このままでは2度とまゆみと会えなくなってしまうかもしれない、 吉岡は自分の思いをきちんと話さなければ・・・と 気持ちを奮い起こそうと思うのだが言葉として口をついて出てこない。
どの位の時間が二人を引き離していたのか、吉岡は突然車を路肩に止めた。 「僕はその男の子と同じ位置には なれなれませんか?」 吉岡はやっとの思いでこの一言に辿り着いた 「僕と同じ位置?」 「はい。」 まゆみはどう返事していいか戸惑った。
「羨ましいですよねその僕っていう子は・・・」 「本人は決してそんな事思っていないみたいですけど 私の想いが重たくて仕方ないと思います。 そうじゃなければ、今も傍にいます。 うざいってやつじゃないかな?深すぎる愛情は重たいですからね」 まゆみは笑いながらそう答えた。
「僕はまゆみさんと一緒に居ると、本来の自分というか飾らない 自分でいられる気がします。変にかっこうつけたりすることもしなくていい。 そんな事をしても全て見透かされてしまう気がして、だから、素直な自分がそこにいるって感じで、凄く心地いいんです。何て表現していいか良く分からないんですけど 安心していられて、凄く楽なんです。」 自分の心の内を話している間のまゆみの目が、うっすらと滲んだように吉岡には見えた。 「ごめんなさい。
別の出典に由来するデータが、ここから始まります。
Issue #115, opened 2020-05-10
MinimalDrillPage title and timeline covers back button


sallesma:
### Environment

iOS

### Steps to Reproduce

Open the app on iOS
Go to any training
Start the training

### Expected Behavior

The back button and the drill titile do not overlap

### Actual Behavior

<img width="464" alt="Screenshot 2020-05-10 at 10 41 38" src="https://user-images.githubusercontent.com/3810795/81494656-d989be00-92aa-11ea-8dfb-ace2f5247569.png">

sallesma:
It was fixed by Romain with #117 

<img width="505" alt="Screenshot 2020-05-22 at 23 26 07" src="https://user-images.githubusercontent.com/3810795/82710655-a91b2a00-9c83-11ea-84f4-60c94d23c4e5.png">

PR #117, opened 2020-05-10
Fix header superposition on iOS

aenario:

Ref: #115 , not using auto-fix commit because I can't try on iOS

### DIFF
--- a/src/Components/DrillPageMinimal.js
+++ b/src/Components/DrillPageMinimal.js
@@ -41,7 +41,6 @@ export const DrillPageMinimal = props => {
     );
     navigation.setOptions({
       headerTitleAlign: 'center',
-      headerBackTitleVisible: false, // hide the "Back" text on iOS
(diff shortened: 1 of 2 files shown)


src/Components/DrillPageMinimal.js
```diff
@@ -41,6 +41,7 @@ export const DrillPageMinimal = props => {
     );
     navigation.setOptions({
       headerTitleAlign: 'center',
+      headerBackTitleVisible: false, // hide the "Back" text on iOS
```
sallesma, line 44: I think I had it on one or two more pages

I guess we should also hide it on every page where the title is dynamic (drill/training/program title ?)

sallesma: Or maybe everywhere to write it just once on the Navigation component

aenario: Done everywhere. We can tweak it on V1.

PR #122, opened 2020-05-13
Accordion for the program page

guillaumemoby:


guillaumemoby:
I have a problem of having a flatlist inside a scrollview. If anyone can have a look

src/Components/programs/Program.js
```diff
@@ -1,41 +1,39 @@
...
-    props.navigation.navigate('ProgramPage', { program: props.program });
-  };
-
   const width = `${(completeTrainingsCount * 100) / trainings.length}%`;
   return (
-    <ListItem>
-      <TouchableOpacity style={styles.program} onPress={onPress}>
-        <View style={styles.presentationContainer}>
+    <View style={styles.program}>
+      <ImageBackground source={{ uri: image }} style={styles.image} imageStyle={styles.imageOpacity}>
```
sallesma, line 18: I'm not a big fan of the background image on the programs. It feels overloaded, the screen is full of information

I would prefer to keep the minimalist UI we have right now (which I admit is not perfect)

src/Components/ProgramListPage.js
```diff
@@ -1,22 +1,101 @@
...
+          </View>
+          <View style={styles.containerAccordion}>
+            <Image style={styles.todoState} source={isDone ? doneImage : toDoImage} />
+          </View>
+        </TouchableOpacity>
+      </View>
+    );
+  };
+
+  const renderContent = (section, _, isActive) => {
```
sallesma, line 61: It would probably make it a lot more readable to extract most of this `renderContent` and `renderTraining` to another component (just as we did for `Program` last time)
Then it would be easier to understand

src/Components/programs/Program.js
guillaumemoby: I am ok with your choice. I will remove the imagebackground. I still have an issue with the flatlist inside the scrollview. I will be looking for a solution today

src/Components/ProgramListPage.js
```diff
@@ -1,23 +1,94 @@
...
+import arrowDark from '../../assets/arrow_dark.png';
 
 export const ProgramListPage = props => {
-  const { programs, navigation } = props;
+  const { navigation, programs } = props;
+
+  const [activeSections, setActiveSections] = useState([undefined]);
+
+  const setSections = sections => {
+    setActiveSections(sections.includes(undefined) ? [] : sections);
```
sallesma, line 20: Does the `sections` variable equals `[undefined]` at this time or is it just `[]`?

If it's `[]` we could directly call `    setActiveSections(sections);`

私が最初からきちんとお断りしていればこんな事にならなかったのに・・・」
「それにしても、まゆみさんの愛を一心に受けているその僕ってどんな子ですか?」 吉岡のこの一言にまゆみの気が一変に引き締まった。 「えっどんなって・・・普通の男の子です」 「何でそこまで愛情を注がれるんですか?」 吉岡は矢継ぎ早にまゆみに原田の事を尋ねてきた。 まゆみは原田の事はこれ以上何も話したくなかった。
「会うことはできませんか?」 「えっ会うって、吉岡さんとですか?」 「はい。是非会ってみたい。会えば分かる気もするし、 そうしたらまゆみさんとの事を諦められるかもしれない・・」 何だか良く分からない理由でこじ付けのようにしか聞こえなくも無いが まゆみには到底受け入れられるはずのない要求であった。
「それは無理です。例え地球がひっくり返っても無理です。」 原田にそんな話しを出来るわけがない。 何て説明して吉岡に会ってくれというのか、考えただけでも気が遠くなりそうだった。 まゆみは絶対に無理だと吉岡に伝えた。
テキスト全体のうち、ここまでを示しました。